Nur für einen Moment, dachte er und schloß die Augen. Er wollte gar nicht einschlafen, doch die Müdigkeit war stärker als er. Als seine junge Sprechstundenhilfe Sarina von Gehrau ihn wenig später so fand, verließ sie das Zimmer ganz besonders leise und schloß lautlos die Tür hinter sich.
»Was ist denn los?« wollte die Empfangsdame Gabi Meindl wissen.
»Er ist fix und fertig«, antwortete Sarina voller Mitleid. »Stellen Sie sich vor, Gabi, jetzt sitzt er an seinem Schreibtisch und schläft.«
Fassungslos schüttelte die junge Empfangsdame den Kopf. »Irgendwann arbeitet er sich wirklich noch mal zu Tode. Ich möchte bloß wissen, was diesmal wieder los war. Er hat ja schon so müde ausgesehen, als er in die Praxis gekommen ist.«
Sarina nickte. »Außerdem kam er heute früh nicht aus der Wohnung, sondern von draußen.« Sie seufzte. »Wahrscheinlich hat er die halbe Nacht in der Waldsee-Klinik gearbeitet.«
»Ich frage mich, wofür die eigentlich eine Gynäkologin haben, wenn bei Entbindungen doch immer wieder der Chef einspringen muß«, meinte Gabi und zeigte ihre Empörung über die Waldsee-Klinik dabei ganz deutlich. »Also allmählich…«
Es gelang Gabi nicht mehr, den Satz zu beenden, denn in diesem Moment klingelte das Telefon.

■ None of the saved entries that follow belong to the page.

PR #1522, opened 2019-12-01
Support for unix domain socket based connection passing

qubeck:
This feature adds support for unix domain socket based connection passing to allow an other process to pass already accepted connections to a running instance of mosquitto broker.

In case a unix domain socket listener is being used this patch evaluates additionally the first incoming message for presence of ancillary data of type SCM_RIGHTS to take a passed connection file descriptor and use it instead of the original accepted socket.

(This pull request makes #771 obsolete)

-----
-----

### DIFF
--- a/src/net.c
+++ b/src/net.c
@@ -118,6 +118,30 @@ int net__socket_accept(struct mosquitto_db *db, mosq_sock_t listensock)
 	struct request_info wrap_req;
 	char address[1024];
 #endif
+#if defined WITH_UNIX_SOCKETS && defined WITH_UDS_CP
+	struct fwd_con_ctx
+	{
+		uint8_t reserved;
+	} uds_fwd_context;
+	char control[CMSG_SPACE(sizeof(int))];
+	struct iovec  iov = { .iov_base = &uds_fwd_context, .iov_len = sizeof(uds_fwd_context) };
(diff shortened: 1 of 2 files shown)


karlp:
You're going to have to (at least) update the makefile too, as they're canonical for non-windows systems, not cmake

src/net.c
```diff
@@ -118,6 +118,30 @@ int net__socket_accept(struct mosquitto_db *db, mosq_sock_t listensock)
 	struct request_info wrap_req;
 	char address[1024];
 #endif
+#if defined WITH_UNIX_SOCKETS && defined WITH_UDS_CP
+	struct fwd_con_ctx
+	{
+		uint8_t reserved;
```
karlp: what's this for?

qubeck: since at least one byte needs to be sent along the way I just wanted to reflect that in the receiving iov buffer. That's all. At least for the receiving site iov can be NULL and length can be changed to zero ofcourse... Just wanted to keep consistency and annotate the possibility to forward other context related information.

Should I change that and recreate the PR with necessary Makefile update?

qubeck:
> You're going to have to (at least) update the makefile too, as they're canonical for non-windows systems, not cmake

Thx, I'll provide integration to the non-cmake based makefile build

Issue #1509, opened 2019-11-23
Using native threads on Windows


laudrup:
Currently mosquitto requires pthread for Windows to use threading on Windows.

Is there any reason why this library doesn't use some simple wrappers for the threading functionality it requires so it can use native threads on both Posix and Windows?

It seems like it should be relatively simple to implement and I will be happy to do so through a pull request, just want to know if there's any reason why this hasn't been done before I spent time on it.

Sorry if this is more of a question than an actual issue. Don't know if there's a better way to ask questions like this on github.

ralight:
Libmosquitto doesn't absolutely rely on pthreads for Windows, it just needs an implementation of the pthreads API, so you are quite correct that you could write a simple wrapper.

There is a BSD licensed implementation that attpts what you suggest here: http://locklessinc.com/articles/pthreads_on_windows/

laudrup:
Thanks for your reply.

So would you be interested in a pull request for a wrapper that uses native threads on Windows?

crazydef:
Hi,

I've just started looking into integrating mosquitto into our codebase, and this is a major blocker for us (who writes single threaded applications these days?).

What's the status of this?  (I see your pull request is failing on Mac for seemingly unrelated reasons - is anyone looking into that?  Can that be worked around?)

laudrup:
Hi @crazydef,

The master branch and develop branch is indeed currently failing so that is not related to my pull request at all.

Not sure what the status of this pull request is. I think the first thing that should be fixed is the master and develop branch. Before that no pull requests can really be merged (that would defeat the whole point of having CI checks IMO).

There doesn't seem to be much development on this project at all, not sure what to make of that...

crazydef:
Well, two months since the last push is definitely better than some github projects I've seen recently.  :)

But either way, I ended up using the single-threaded version of mosquitto and marshalled all incoming and outgoing messages through my own message queues and have a worker thread that calls into mosquitto manually to pump its message loop and get things moving.

Ironically, it turned out there are other parts of our system that also needed things to happen on specific threads, so doing it this way actually turned out a bit better for me in the end.  Barring any major bugs or issues though, I don't think I'll be looking at this part of the system again anytime soon.  :)

karlp:
re activity, perhaps look at https://github.com/eclipse/mosquitto/commits/fixes instead. even two months would just mean "stable" not "this project is dead"

laudrup:
[...]

PR #1528, opened 2019-12-10
Windows thread wrappers

laudrup:
This is an attempt to address what I mentioned in #1509.

I would like to go further with this if it has any interested.

It has been a bit hard to make any real test of this, since currently the tests don't run natively on Windows. I would like to help improving that as well if it has any interest.

Please let me know what you think. I definitely do not expect you to merge this as it is.


laudrup:
Sorry for force pushing :-(

raspopov:
IMHO I don't think it's useful since **pthreads** already is a wrapper of Windows threads: git://git.code.sf.net/p/pthreads4w/code
I tested it and it's works well although has memory leaks by design (due thread handlers reusing).

ralight:
Thank you for your efforts on this. I decided to implement things differently by creating the `pthread_*` functions using the appropriate Windows functions. I think it is simpler this way. It will be part of the 2.1 release. Thanks again for your input.

PR #1542, opened 2019-12-18
fix: replace sleep with (p)select in loop_forever

ChristianS99:
sleep was blocking loop_stop(force=false) since it
was uniteruptible

Signed-off-by: Christian Schneider <cschneider@radiodata.biz>

 --> How?

-----


ralight:
Thank you! And sorry it's taken so long to get to.

karlp:
nanosleep is interruptible, was this actually only a problem on windows?  (Just asking as I'm using nanosleep in lots of places to avoid having to deal with select)

ChristianS99:
maybe uninteruptable isn't quite on the point. What I meant was, that it didn't get canceled, when loop_stop(force=false) was called, actually i didn't look at nanosleep, if it can get interupted, but used the select approach.

PR #1568, opened 2020-01-22
Bugfix: include "deps" directory only if BUNDLED_DEPS has been provid…

LocutusOfBorg:
.


ralight:
Thanks, that's a good catch.

PR #1569, opened 2020-01-22
Bugfix: enabling DLT was overriding everything else on linker flags b…

LocutusOfBorg:
…ecause of error in cmake set keyword


ralight:
Thank you.

PR #1571, opened 2020-01-22
Add dynamic symbols linking with cmake too

LocutusOfBorg:
.


LocutusOfBorg:
hello @ralight ping please?

rzr:
Ping ?

For the record 3fe5468f1bdca1bff1d18cf43c9e338f41aa9e32 was applied in debian packaging

rzr:
For the record this patch has also been applied to OE:

https://github.com/openembedded/meta-openembedded/blob/master/meta-networking/recipes-connectivity/mosquitto/files/1571.patch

»Ich habe den Anrufbeantworter ja gar nicht eingeschaltet«, erkannte Gabi ärgerlich, dann hob sie mit einem tiefen Seufzer den Hörer ab. »Praxis Dr. Daniel, gu-ten Tag.«
»Scheibler, Waldsee-Klinik«, gab sich der Oberarzt am anderen Ende der Leitung zu erkennen. »Ist Dr. Daniel noch in der Praxis?«
»Ja, schon«, antwortete Gabi gedehnt, überlegte, ob sie die Wahrheit sagen sollte, und entschied sich schließlich dafür. Der Oberarzt war ihr sehr sympathisch, und sie hatte schon mehrmals gemerkt, daß man mit ihm gut reden konnte. »Er sitzt in seinem Büro und schläft.«
Dr. Scheibler stöhnte vernehmlich. »Er hat also nicht auf mich gehört, dabei hatte ich ihm dringend geraten, die Praxis heute vormittag geschlossen zu halten.« Er überlegte einen Moment. »Lassen Sie ihn schlafen, Fräulein Meindl, und schicken Sie ihn erst zu mir, wenn er von selbst aufwacht. Nach der vergangenen Nacht hat er den Schlaf nämlich bitter nötig.«
»Ist recht, Herr Dr. Scheibler«, meinte Gabi, verabschiedete sich und legte auf. Dann wandte sie sich Sarina zu. »Das ist wenigstens noch ein Mensch – so nett und verständnisvoll. Er hat gesagt, wir sollen den Chef besser schlafen lassen.«
»Das hätte ich sowieso getan«, erklärte Sarina entschieden. »Wenn Dr. Daniel bereits im Sitzen einschläft, muß er wirklich völlig erschöpft sein, und ihn dann aufzuwecken, wäre fast ein Verbrechen.«
*
Am späten Vormittag war Claire Buschmann zum ersten Mal aufgewacht.
»Mama«, wollte sie rufen, doch es wurde nur ein heiseres Flüstern.
Im nächsten Moment beugte sich eine hübsche schwarzhaarige Krankenschwester über sie und lächelte sie freundlich an.